Source

wxPython / wx / tools / Editra / plugins / codebrowser / codebrowser / gentag / xmltags.py

###############################################################################
# Name: xmltags.py
# Purpose: Generate Tags for XML documents
# Author: Rudi Pettazzi <rudi.pettazzi@gmail.com>
# Copyright: (c) 2008 Cody Precord <staff@editra.org>
# License: wxWindows License
###############################################################################

"""
FILE: xmltags.py
AUTHOR: Rudi Pettazzi
LANGUAGE: Python
SUMMARY:  Generate a DocStruct object that captures the structure of
an XML document.

"""

__author__ = "Rudi Pettazzi <rudi.pettazzi@gmail.com>"
__svnid__ = "$Id: xmltags.py 58349 2009-01-24 00:09:42Z CJP $"
__revision__ = "$Revision: 58349 $"

#--------------------------------------------------------------------------#
# Dependencies
import taglib
import parselib
from pygments import lex
from pygments.token import Token
from pygments.lexers import get_lexer_by_name

#-----------------------------------------------------------------------------#
# Utilities
class XmlTagsBuilder(object):

    TAG_ID = 'tag_blue'     # DocStruct tag id

    def __init__(self):
        self.stack = []

    def BuildTags(self, buff, lexer):
        """
        @param buff: code buffer
        @param lexer: xml lexer
        @return: taglib.DocStruct instance for the given buff
        """
        rtags = taglib.DocStruct()
        rtags.SetElementDescription(self.TAG_ID, '/')
        line_count = 0
        current_line = []
        code_lines = []

        # Parse the file into tokens and values
        for ttype, value in lex(buff.read(), lexer):
            if '\n' in value:
                if len(current_line) > 0:
                    code_lines.append((line_count, current_line))
                current_line = []
                line_count += value.count('\n')
                continue
            if ttype == Token.Name.Tag and len(value) > 1:
                current_line.append((ttype, value))
        docroot = self.Parse(code_lines)
        if docroot != None:
            rtags.AddElement(self.TAG_ID, docroot)
        return rtags

    def Parse(self, code_lines):
        """Create a tree of xmltags.Node objects to represent the dom of an XML document.

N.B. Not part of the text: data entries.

PR #3818, opened 2020-08-13
Remember window position between sessions (SDL)

swoolcock:
Adds some minor missing features to the `DesktopWindow` class without making significant changes to the SDL window backend.  The work in this PR will be required regardless of the windowing toolkit we end up using.

* Last window display and relative position are now remembered between sessions
* Window mode is now remembered between sessions

Alternative to part of #3781.  If we end up sticking with SDL, much of the code in that PR can be rebased/reused.

Needs testing on Linux.

### DIFF
--- a/osu.Framework/Platform/DesktopWindow.cs
+++ b/osu.Framework/Platform/DesktopWindow.cs
@@ -141,12 +141,9 @@ namespace osu.Framework.Platform
 
         private void updateWindowPositionConfig()
         {
-            if (WindowState.Value == Platform.WindowState.Normal)
-            {
-                var relativePosition = RelativePosition;
-                windowPositionX.Value = relativePosition.X;
-                windowPositionY.Value = relativePosition.Y;
-            }
+            var relativePosition = RelativePosition;
+            windowPositionX.Value = relativePosition.X;
+            windowPositionY.Value = relativePosition.Y;
         }
 
         private void confineMouseModeChanged(ValueChangedEvent<ConfineMouseMode> args)
--- a/osu.Framework/Platform/DesktopWindow.cs
+++ b/osu.Framework/Platform/DesktopWindow.cs
@@ -1,15 +1,20 @@
 // Copyright (c) ppy Pty Ltd <contact@ppy.sh>. Licensed under the MIT Licence.
 // See the LICENCE file in the repository root for full licence text.
 
+using System;
+using System.Drawing;
+using System.Linq;
 using osu.Framework.Bindables;
 using osu.Framework.Configuration;
 using osu.Framework.Input;
 using osu.Framework.Platform.Sdl;
+using osuTK;
 
 namespace osu.Framework.Platform
 {
     public class DesktopWindow : Window
     {
+        private readonly BindableSize sizeFullscreen = new BindableSize();
         private readonly BindableSize sizeWindowed = new BindableSize();
         private readonly BindableDouble windowPositionX = new BindableDouble();
         private readonly BindableDouble windowPositionY = new BindableDouble();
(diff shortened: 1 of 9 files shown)


osu.Framework/Platform/DesktopWindow.cs
```diff
@@ -1,19 +1,54 @@
...
     {
+        private readonly BindableSize sizeFullscreen = new BindableSize();
         private readonly BindableSize sizeWindowed = new BindableSize();
+        private readonly BindableDouble windowPositionX = new BindableDouble();
+        private readonly BindableDouble windowPositionY = new BindableDouble();
+        private readonly Bindable<DisplayIndex> windowDisplayIndex = new Bindable<DisplayIndex>();
 
         public readonly Bindable<ConfineMouseMode> ConfineMouseMode = new Bindable<ConfineMouseMode>();
 
+        protected Vector2 RelativePosition
```
bdach, line 25: I'm not sure I understand what this vec2 is supposed to mean. Why does the window size factor in at all during the calculation of this?

From what I'm understanding it's supposed to be a [0,1]-normalised value, but why not then just convert the absolute x,y coords of the top left corner of the window to that by dividing by width/height respectively? Or is this supposed to be something like percentage-based padding for the window (so setting to `(0.5, 0.5)` centers the window on the screen)?

In general xmldoc for this would be good.

osu.Framework/Platform/DesktopWindow.cs
```diff
@@ -27,24 +62,84 @@ public override void SetupWindow(FrameworkConfigManager config)
...
+
+        private void onMoved(Point point)
+        {
+            if (WindowState.Value == Platform.WindowState.Normal)
+                updateWindowPositionConfig();
+        }
+
+        private void updateWindowPositionConfig()
+        {
+            if (WindowState.Value == Platform.WindowState.Normal)
```
bdach, line 137: A bit weird to me how this is checked twice in both the callers of this and locally here.

osu.Framework/Platform/Sdl/Sdl2WindowBackend.cs
```diff
@@ -219,6 +228,7 @@ public DisplayMode CurrentDisplayMode
                 SDL.SDL_GetCurrentDisplayMode(currentDisplayIndex, out var mode);
                 return displayModeFromSDL(mode);
             }
+            set { }
```
bdach, line 231: I know this is a transitionary period but I'd still drop in a `// TODO` at least.

osu.Framework/Platform/Window.cs
```diff
@@ -485,32 +523,32 @@ public int Height
...
             {
-                Position.Value = value.Location;
-                Size.Value = new Size((int)(value.Width / Scale), (int)(value.Height / Scale));
             }
         }
 
         Size INativeWindow.ClientSize
         {
-            get => new Size((int)(Size.Value.Width * Scale), (int)(Size.Value.Height * Scale));
-            set => Size.Value = new Size((int)(value.Width / Scale), (int)(value.Height / Scale));
```
bdach, line 499: Why are these setter implementations going away?

osu.Framework/Platform/DesktopWindow.cs
swoolcock: You are correct in that `(0.5, 0.5)` centres the window; this is how the current osuTK implementation works.  I'll add some xmldoc for clarity..

osu.Framework/Platform/Window.cs
swoolcock: 1) We don't currently use them.
2) The properties only exist for backward compatibility.
3) The implementation of `IWindowBackend` now maps `ClientSize` directly to the framebuffer size, so "setting" it first requires a calculation of the scale, which I'm trying to avoid.

osu.Framework/Platform/DesktopWindow.cs
swoolcock: Must be left over from testing, will remove.

bdach (approved):
Looks ok to me. Probably wise have a second pair of eyes look this through, though.

osu.Framework/Platform/Sdl/Sdl2WindowBackend.cs
```diff
@@ -111,6 +111,15 @@ public Size Size
...
+        public Size ClientSize
+        {
+            get
+            {
+                SDL.SDL_GL_GetDrawableSize(SdlWindowHandle, out var w, out var h);
+                return new Size(w, h);
+            }
+        }
+
         public float Scale => validateScale();
```
smoogipoo, line 123: Is there a reason for not removing Scale, now that it's baked into ClientSize?

smoogipoo: I guess because it's still included in input events?

swoolcock: Yeah, it's still required for converting positional events from the windowing system to framebuffer space.  It's probably no longer necessary to be exposed in `Window` though, only `IWindowBackend`.

smoogipoo: Maybe see if that can be done? Would feel much better imo.

smoogipoo (approved):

        The algorithm uses a stack to build the correct hierarchy and a few naif heuristics
        aimed to fit somehow every node into a DOM (that is, the tree view always shows every
        node, even if it is a start tag with no end tag or viceversa).

        When a end tag is processed, the start tag should be on the top of the stack. If not,
        the document DOM is invalid and the tree is adjusted trying 2 strategies:
        1) peek deeply into the stack (but not deeper than a constant otherwise some corner cases on
           big documents could bring performance penalties): if the start tag is found, the node is created
           and everything in between is popped-off and reparented with the immediate preceding node.
           This should fixes the case when a cascade of unclosed tags "hides" a candidate start tag:

           ex: <a><b><c><d></a> is transformed to <a><b><c><d></d></c></b></a>.

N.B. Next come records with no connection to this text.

PR #3980, opened 2020-11-08
Change audio component invalidation logic to use flag instead of delegate

peppy:
Fixes https://github.com/ppy/osu/issues/10727 (the focus-related portion).

### DIFF
--- a/osu.Framework/Audio/AudioComponent.cs
+++ b/osu.Framework/Audio/AudioComponent.cs
@@ -23,6 +23,12 @@ namespace osu.Framework.Audio
         private bool acceptingActions = true;
 
         /// <summary>
+        /// Whether an audio thread specific action can be performed inline.
+        /// </summary>
+        protected bool CanPerformInline =>
+            ThreadSafety.IsAudioThread || (ThreadSafety.ExecutionMode == ExecutionMode.SingleThread && ThreadSafety.IsUpdateThread);
+
+        /// <summary>
         /// Enqueues an action to be performed on the audio thread.
         /// </summary>
         /// <param name="action">The action to perform.</param>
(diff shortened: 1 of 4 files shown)


osu.Framework/Audio/AudioComponent.cs
```diff
@@ -101,8 +105,13 @@ public void Update()
                 task.RunSynchronously();
 
             if (!IsDisposed)
+            {
                 UpdateState();
 
+                if (Looping && HasCompleted)
```
peppy, line 111: Had to move this out to allow calling `UpdateState` in start calls.

osu.Framework/Audio/Track/TrackBass.cs
```diff
@@ -263,6 +263,9 @@ public override void Start()
 
         private bool startInternal()
         {
+            // ensure state is correct before starting.
+            UpdateState();
```
peppy, line 267: without this the frequency handling test will fail. it's probably best we call this so there's never any delay between a track starting and its attributes being updated, though.

bdach:
Tested this for a few minutes, seems to resolve the issue at least. The changes look *mostly* safe to me - operation order is changed somewhat (i.e. in `TrackVirtual`) but I can't see it having a major impact on execution/semantics. Definitely not merging on my own, though.

bdach (approved):

smoogipoo:
What part of this fixes the focus issue? Somehow delegates not being cleared out?

bdach:
Yep, tasks being enqueued but never dequeued.

smoogipoo:
And why do the tasks never get dequeued? Isn't the audio thread running much faster than the update thread when unfocused (1000fps compared to the 30fps or whatever the update thread is limited to)?

peppy:
Well there's two parts: the actual action overhead (up to millions of actions being created per second, several megabytes). That is what I'm aiming to solve here.

Anything else needs potential further investigation, like why they are not being processed (somehow not in the alive audio hierarchy? not sure).

smoogipoo:
Ok. I'll merge this for now then as I don't disagree with the underlying changes.

smoogipoo (approved):

PR #3983, opened 2020-11-09
Add SDL support to SampleGame

peppy:
Caught me off-guard that this isn't a thing.

### DIFF
--- a/SampleGame.Desktop/Program.cs
+++ b/SampleGame.Desktop/Program.cs
@@ -2,17 +2,20 @@
 // See the LICENCE file in the repository root for full licence text.
 
 using System;
-using osu.Framework.Platform;
+using System.Linq;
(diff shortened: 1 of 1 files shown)


bdach:
Think it's worth doing the same for the flappy template while we're at it?

smoogipoo:
I really don't think we should be promoting this argument so far as to add it to the templates/samples... The eventual goal _is_ to remove osuTK, right?

peppy:
Yeah, would be against adding it to the template. But samplegame is kinda required because i use it for benchmarking and almost got numbers incorrect because it wasn't being applied.

bdach:
Oh, the empty template and sample game are two disparate things. My bad, I just associated template with "spinning box" without realising both have it.

smoogipoo (approved):

PR #3987, opened 2020-11-09
Add missing default value specification in OsuTKWindow

bdach:
Presumably closes https://github.com/ppy/osu/issues/10749, although I haven't tested.


bdach:
#3988

PR #3988, opened 2020-11-09
Fix CursorInWindow default value being incorrect in tk window classes

peppy:
Caused android/iOS input to stop working completely


bdach:
I've PR'd this already, but I guess I'll just close mine :smile:

bdach (approved):

PR #3989, opened 2020-11-09
Avoid resetting drawable lifetime on PooledDrawables that aren't assigned a pool

smoogipoo:
Tried a few things osu-side, but I think this is the simplest/least hacky solution.

Will fix the test failures in https://github.com/ppy/osu/pull/10717

### DIFF
--- a/osu.Framework/Graphics/Pooling/PoolableDrawable.cs
+++ b/osu.Framework/Graphics/Pooling/PoolableDrawable.cs
@@ -28,6 +28,12 @@ namespace osu.Framework.Graphics.Pooling
         /// </summary>
         private bool waitingForPrepare;
 
+        /// <summary>
+        /// Whether <see cref="Drawable.LifetimeStart"/> and <see cref="Drawable.LifetimeEnd"/> should be reset to their default values
+        /// every time this <see cref="PoolableDrawable"/> is assigned to a new consumer.
+        /// </summary>
+        public virtual bool ResetLifetimeWhenAssigned => true;
+
         public override bool IsPresent => waitingForPrepare || base.IsPresent;
 
         protected override void LoadComplete()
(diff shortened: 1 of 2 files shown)


bdach (dismissed):
seems fine to have there :+1:

peppy:
For the record, this means that pooled drawable's lifetimes could be changed at arbitrary usages and pollute future usages, yeah? Maybe the xmldoc should come with some kind of warning.

osu.Framework/Graphics/Pooling/PoolableDrawable.cs
```diff
@@ -98,8 +104,11 @@ internal void Assign()
 
             IsInUse = true;
 
-            LifetimeStart = double.MinValue;
-            LifetimeEnd = double.MaxValue;
+            if (ResetLifetimeWhenAssigned)
```
peppy, line 107: Would an `IsInPool` check be enough potentially?

smoogipoo: It's still a bit haphazard, but that'll work too. How would you propose telling the user then that they cannot set lifetimes during the `setupAction` because `Assign()` is called after it?

peppy: Ah, so the actual case here is in `setupAction`? Is there a way we can allow that to run after the lifetime resetting logic here?

smoogipoo: That's just a followup issue. The case failing in the referencing PR is from `LoadComplete()`, which would be fixed by `IsInPool` here. It's also not going to be an issue with hitobject pooling because the process is something like this:
```
var d = pool.Get(() => /* apply mods, apply hitobject */);

d.ApplyLifetime(lifetimeEntry);

return d;
```
So in my case the lifetime is set after the drawable is retrieved (post-`Assign()`). The case I pointed out above is if someone wants to move that `d.ApplyLifetime()` call into the `setupAction`, which would fail.

peppy (approved):

smoogipoo:
I've chosen to take both approaches: hoisting lifetime management out into `DrawablePool.Get()` and also inverting the order of calls to `setupAction` vs `Assign()` because it cleans up `DrawablePool.Get()`.

The first fixes the underlying issue with the osu-side PR. The second slightly changes the way schedules are handled - if `setupAction` schedules something to the drawable, the callback will happen _after_ `PrepareForUse`, which I think is the more expected flow of events and is very edge-case anyway.

peppy (approved):

PR #3991, opened 2020-11-10
Update visual studio code task arguments to use dash instead of slash

peppy:
As per https://github.com/ppy/osu/issues/10721.

### DIFF
--- a/.vscode/tasks.json
+++ b/.vscode/tasks.json
@@ -10,8 +10,8 @@
             "args": [
                 "build",
                 "--no-restore",
-                "/p:GenerateFullPaths=true",
-                "/m",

        2) otherwise save the node treating as it were an empty-element tag and attaching it to its parent.
           If the stack is empty the node is pushed on the stack and treated as a start tag (the root).

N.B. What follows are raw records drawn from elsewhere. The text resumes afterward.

PR #3993, opened 2020-11-11
Fix initial application of state not occurring if invalidation not pending

peppy:
Turns out calling `UpdateState` is not enough since it still checks the `pendingInvalidation` flag.

Closes https://github.com/ppy/osu/issues/10778.

### DIFF
--- a/osu.Framework/Audio/Sample/SampleChannelBass.cs
+++ b/osu.Framework/Audio/Sample/SampleChannelBass.cs
@@ -82,12 +82,7 @@ namespace osu.Framework.Audio.Sample
 
                 relativeFrequencyHandler.SetChannel(channel);
                 bassAmplitudeProcessor?.SetChannel(channel);
-            });
 
-            InvalidateState();
-
-            EnqueueAction(() =>
-            {
                 // ensure state is correct before starting.
                 InvalidateState();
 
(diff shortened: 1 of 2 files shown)


osu.Framework/Audio/Sample/SampleChannelBass.cs
```diff
@@ -82,14 +82,9 @@ public override void Play(bool restart = true)
...
                 bassAmplitudeProcessor?.SetChannel(channel);
-            });
-
-            InvalidateState();
 
-            EnqueueAction(() =>
-            {
                 // ensure state is correct before starting.
-                UpdateState();
+                InvalidateState();
```
smoogipoo, line 87: Are you sure this doesn't need to be
```
InvalidateState()
UpdateState()
```
As far as I can see `InvalidateState` doesn't update itself.

peppy: Tested this and just `InvalidateState` was enough to pass tests and seemingly work without any regressions. Was tempted to leave it there as well but not sure?

smoogipoo: Looks like the `UpdateState()` addition is actually new from the past 3 days, so...

smoogipoo (approved):

PR #3994, opened 2020-11-11
Remove IWindow inheritance of IGameWindow

peppy:
First step towards sanity. This reduces the mental burden as we progressively simplify the `IWindow` portion (no need to worry about potentially hidden usage/implementation of underlying osuTK classes).

I'd recommend we test this for a bit (and make sure to get test coverage on all OSes) to ensure nothing was missed. No hurry to merge, I will continue building off this PR.

- [x] Test macOS (SDL/osuTK)
- [x] Test android
- [x] Test iOS
- [x] Test windows (special attention to raw input)
- [x] Test linux


osu.Framework/Platform/Window.cs
```diff
@@ -78,15 +75,33 @@ public bool VerticalSync
         /// </summary>
         public Bindable<Size> Size { get; } = new BindableSize();
 
+        public Size ClientSize
+        {
+            get => Size.Value;
+            set => Size.Value = value;
+        }
+
+        public WindowState WindowState
```
peppy, line 84: i've added these temporarily just to ease the transition. they would likely be removed in a next stage. not so simple as these are part of the quite-convoluted event flow (and deal with volatile variables that can either be changed by the framework or the OS).

osu.Framework/Platform/Window.cs
```diff
@@ -78,15 +75,33 @@ public bool VerticalSync
         /// </summary>
         public Bindable<Size> Size { get; } = new BindableSize();
 
+        public Size ClientSize
+        {
+            get => Size.Value;
+            set => Size.Value = value;
+        }
```
bdach, line 82: So this is unfortunately quite confusing... In other places (`Sdl2WindowBackend`), `Size` and `ClientSize` are two separate things. The former is the screen-space client window size (as returned by the [`SDL_GetWindowSize`](https://wiki.libsdl.org/SDL_GetWindowSize) function), and the latter is the actual drawable area for the screen buffer (as returned by [`SDL_GL_GetDrawableSize`](https://wiki.libsdl.org/SDL_GL_GetDrawableSize)). That *sounds* the same, but as documented there, it isn't in high-DPI/scaling scenarios. `ClientSize` used to delegate this to backend, so I think this does change behaviour.

I've looked at these back and forth a few times and I'm still not sure if this is ok... I *think* I managed to break it once (separate to unrelated stack overflow I mentioned on discord) by fiddling with scaling but can't reproduce again.

osu.Framework/Platform/Window.cs
```diff
@@ -483,225 +492,34 @@ private void size_ValueChanged(ValueChangedEvent<Size> evt)
...
-        public void ProcessEvents()
-        {
-        }
-
         public virtual Point PointToClient(Point point) => point;
 
         public virtual Point PointToScreen(Point point) => point;
 
-        public Icon Icon { get; set; }
+        public Rectangle Bounds { get; set; }
```
bdach, line 519: Seems unused now (was part of `IGameWindow` interface).

osu.Framework/Platform/IWindow.cs
```diff
@@ -3,18 +3,18 @@
...
 using JetBrains.Annotations;
 using osu.Framework.Bindables;
 using osu.Framework.Configuration;
-using osuTK.Platform;
 
 namespace osu.Framework.Platform
 {
     /// <summary>
     /// Interface representation of the game window, intended to hide any implementation-specific code.
     /// Currently inherits from osuTK; this will be removed as part of the <see cref="OsuTKWindow"/> refactor.
```
bdach, line 15: This line can be removed now.

osu.Framework/Platform/Window.cs
peppy: Yeah, I haven't looked at the backend implementation yet, so this is a best-effort based on my recollection that sdl code was only ever considering the client size.

bdach:
Didn't seem to be behaving worse than `master` in my linux testing yesterday. I think this is a good step forward - ignoring the client size thing for now as DPI scale is to be nuked later in the series & reimplemented from scratch anyway from what I gathered on discord.

peppy:
Tested on windows (via the last PR in this chain). Everything expected to be working is working.

bdach (approved):
now that we know all platforms should be working

smoogipoo (approved):

PR #3995, opened 2020-11-12
Tidy up some aspects on OsuTKWindow

peppy:
- Renames `Implementation` to `OsuTKGameWindow`.
- Removes static initialisation weirdness in mobile classes
- [x] Depends on https://github.com/ppy/osu-framework/pull/3994

Have tested this on both android and iOS.


osu.Framework.iOS/IOSGameWindow.cs
```diff
@@ -3,35 +3,39 @@
...
 
-        public IOSGameWindow()
-            : base(GameView)
+        public override void SetupWindow(FrameworkConfigManager config)
         {
+            Resize += onResize;
         }
 
-        public override void SetupWindow(FrameworkConfigManager config)
+        public IOSGameWindow([NotNull] IOSGameView gameView)
```
bdach, line 26: out of curiosity, why annotate just this one as `[NotNull]` and not the android one?

osu.Framework/Platform/OsuTKWindow.cs
```diff
@@ -169,11 +167,9 @@ protected OsuTKWindow(int width, int height)
         {
         }
 
-        /// <summary>
-        /// Not applicable to osuTK.
-        /// </summary>
         public void Create()
         {
+            Context.MakeCurrent(null);
         }
```
bdach, line 173: Side note, unrelated to the mergeability of this PR - when I went to check where this is being called I saw this:

https://github.com/ppy/osu-framework/blob/ac03ac835cda73303f89b6ba2fc9906152a38663/osu.Framework/Platform/GameHost.cs#L538-L549

(`CreateWindow()` then `window.Create()`). Should probably be rectified at a later stage as it reads badly.

osu.Framework.iOS/IOSGameWindow.cs
peppy: was probably automated

smoogipoo (approved):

           ex: <a></b><c></c></a> is transformed to <a><b></b><c></c></a>.
           ex: </a></b></c> is transformed to <a><b></b><c></c></a>

        Start tag with no end tag and unrooted DOMs are handled by emptying the stack before leaving
        the procedure (3rd strategy).

           ex: <a><b><c> is transformed to <a><b><c></c></b></a>

        @param lines: a list of tuples (line_num, [(token type, token value), ... ])
        @return: the taglib.Scope root of the nodes defined into an XML document
        """
        node = None
        for num, line in code_lines:
            for ttype, value in line:
                # start tag
                if value[:2] not in ['</', '/>']:
                    node = NodeTag(value[1:], num)
                    self.stack.append(node)
                # end tag
                else:
                    if value != '/>':
                        value = value[2:-1].strip()
                    if self._PeekNode(value):
                        node = self.stack.pop()
                        self._SaveNode(node)
                    elif self._NodeExists(value, 70): # 1st strategy
                        while len(self.stack) > 0:
                            node = self.stack.pop()
                            self._SaveNode(node)
                            if node.name == value:
                                break
                    else: # 2nd strategy
                        node = NodeTag(value, num)
                        self._SaveNode(node)

        # 3rd strategy
        while len(self.stack) > 0:
            node = self.stack.pop()
            self._Connect(node)

        return node

    def _Connect(self, node):
        """ Connect the node to its parent, if any.
        @param node: the node object
        @return True if the node has been actually connected, that is,
        if there was a parent on the stack
        """
        if len(self.stack) > 0:
            self.stack[-1].AddElement(self.TAG_ID, node)
            return True
        return False

    def _SaveNode(self, node):
        """ Save the node connecting it to its parent or pushing it on the stack
        if it is the root.
        @param node: the node object
        """
        if not self._Connect(node):
            self.stack.append(node)

    def _PeekNode(self, value, depth=1):
        """Return true if the given node value matches the node (opening tag)
        found in the stack at the given depth. Note that a value of '/>' always matches.
        @param value: closing node value
        @param depth: stack depth
        @return True if value closes the tag found in the stack at the given depth
        """
        if depth > len(self.stack):
            return False
        peek = self.stack[-depth].name
        return value == '/>' or value == peek

    def _NodeExists(self, value, maxdepth):
        """Return true if the given node value matches one of the nodes (opening tag)
        saved on the stack.
        @param value: closing node value
        @param maxdepth: maximum depth to peek into the stack
        @return True if the opening node is found
        """
        for i, node in enumerate(self.stack):
            if i == maxdepth:
                break
            elif node.name == value:
                return True
        return False

class NodeTag(taglib.Scope):
    """Node Code Object"""
    def __init__(self, name, line, scope=None):
        taglib.Scope.__init__(self, name, line, 'tag_blue', scope)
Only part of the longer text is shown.